(Collected data entries)
————————
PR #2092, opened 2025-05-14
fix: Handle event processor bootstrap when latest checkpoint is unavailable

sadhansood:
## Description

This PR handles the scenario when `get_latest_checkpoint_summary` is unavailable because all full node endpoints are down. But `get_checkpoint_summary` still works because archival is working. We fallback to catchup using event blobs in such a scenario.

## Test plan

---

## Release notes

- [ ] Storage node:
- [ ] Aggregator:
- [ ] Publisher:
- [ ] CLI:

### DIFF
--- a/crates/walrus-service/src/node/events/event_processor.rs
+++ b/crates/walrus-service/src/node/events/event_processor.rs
————————
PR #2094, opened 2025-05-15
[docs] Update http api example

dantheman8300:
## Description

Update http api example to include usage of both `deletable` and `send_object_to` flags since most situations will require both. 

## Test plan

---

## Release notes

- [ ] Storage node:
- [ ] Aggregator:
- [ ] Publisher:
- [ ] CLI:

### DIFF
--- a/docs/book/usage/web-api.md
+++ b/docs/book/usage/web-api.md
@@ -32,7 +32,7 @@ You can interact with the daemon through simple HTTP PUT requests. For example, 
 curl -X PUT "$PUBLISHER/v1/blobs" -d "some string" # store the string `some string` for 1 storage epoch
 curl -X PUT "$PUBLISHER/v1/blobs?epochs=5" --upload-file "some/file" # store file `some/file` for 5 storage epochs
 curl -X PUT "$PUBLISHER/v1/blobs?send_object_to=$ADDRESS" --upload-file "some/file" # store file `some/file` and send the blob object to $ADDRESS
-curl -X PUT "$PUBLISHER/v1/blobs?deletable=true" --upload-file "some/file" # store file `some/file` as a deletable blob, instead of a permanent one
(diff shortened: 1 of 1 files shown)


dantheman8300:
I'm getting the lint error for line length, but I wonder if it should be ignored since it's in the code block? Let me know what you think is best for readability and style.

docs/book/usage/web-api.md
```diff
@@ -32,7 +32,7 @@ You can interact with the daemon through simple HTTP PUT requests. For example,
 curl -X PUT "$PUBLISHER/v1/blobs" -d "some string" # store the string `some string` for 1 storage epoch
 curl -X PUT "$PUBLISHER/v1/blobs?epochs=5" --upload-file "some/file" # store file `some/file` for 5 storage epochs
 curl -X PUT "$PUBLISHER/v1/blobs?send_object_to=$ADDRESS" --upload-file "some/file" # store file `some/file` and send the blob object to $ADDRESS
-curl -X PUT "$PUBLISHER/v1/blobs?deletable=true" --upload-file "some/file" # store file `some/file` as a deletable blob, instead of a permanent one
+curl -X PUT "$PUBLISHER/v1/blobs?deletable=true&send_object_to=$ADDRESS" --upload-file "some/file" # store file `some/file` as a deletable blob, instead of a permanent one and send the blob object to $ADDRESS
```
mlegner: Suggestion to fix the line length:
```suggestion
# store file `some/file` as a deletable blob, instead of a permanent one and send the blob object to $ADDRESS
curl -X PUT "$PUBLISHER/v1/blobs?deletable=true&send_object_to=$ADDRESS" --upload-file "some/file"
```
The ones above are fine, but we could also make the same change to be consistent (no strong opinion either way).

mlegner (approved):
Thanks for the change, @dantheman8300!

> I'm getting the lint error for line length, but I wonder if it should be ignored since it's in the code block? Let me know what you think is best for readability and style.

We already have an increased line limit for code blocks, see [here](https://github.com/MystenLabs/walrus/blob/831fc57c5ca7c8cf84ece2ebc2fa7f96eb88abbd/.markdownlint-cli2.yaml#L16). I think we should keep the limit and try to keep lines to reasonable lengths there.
————————
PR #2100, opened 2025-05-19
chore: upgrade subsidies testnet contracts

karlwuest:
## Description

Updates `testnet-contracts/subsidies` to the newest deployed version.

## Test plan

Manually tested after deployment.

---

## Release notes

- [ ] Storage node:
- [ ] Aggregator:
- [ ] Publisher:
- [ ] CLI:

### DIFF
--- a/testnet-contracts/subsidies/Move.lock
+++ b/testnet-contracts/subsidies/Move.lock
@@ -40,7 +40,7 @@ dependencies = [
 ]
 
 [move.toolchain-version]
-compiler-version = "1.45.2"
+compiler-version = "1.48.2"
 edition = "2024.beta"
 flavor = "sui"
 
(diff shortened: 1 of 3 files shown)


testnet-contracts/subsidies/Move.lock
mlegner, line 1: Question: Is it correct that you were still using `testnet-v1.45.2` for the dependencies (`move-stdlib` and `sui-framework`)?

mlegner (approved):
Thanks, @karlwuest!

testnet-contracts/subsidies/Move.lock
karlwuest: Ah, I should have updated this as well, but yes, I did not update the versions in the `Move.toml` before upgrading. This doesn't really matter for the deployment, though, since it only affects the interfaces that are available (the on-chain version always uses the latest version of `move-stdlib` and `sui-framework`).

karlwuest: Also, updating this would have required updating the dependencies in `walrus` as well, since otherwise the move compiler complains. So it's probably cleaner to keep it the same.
————————
Aim of the task. Scan the entries above and return each line that holds "deployment".

Response to this exercise.
Manually tested after deployment.
karlwuest: Ah, I should have updated this as well, but yes, I did not update the versions in the `Move.toml` before upgrading. This doesn't really matter for the deployment, though, since it only affects the interfaces that are available (the on-chain version always uses the latest version of `move-stdlib` and `sui-framework`).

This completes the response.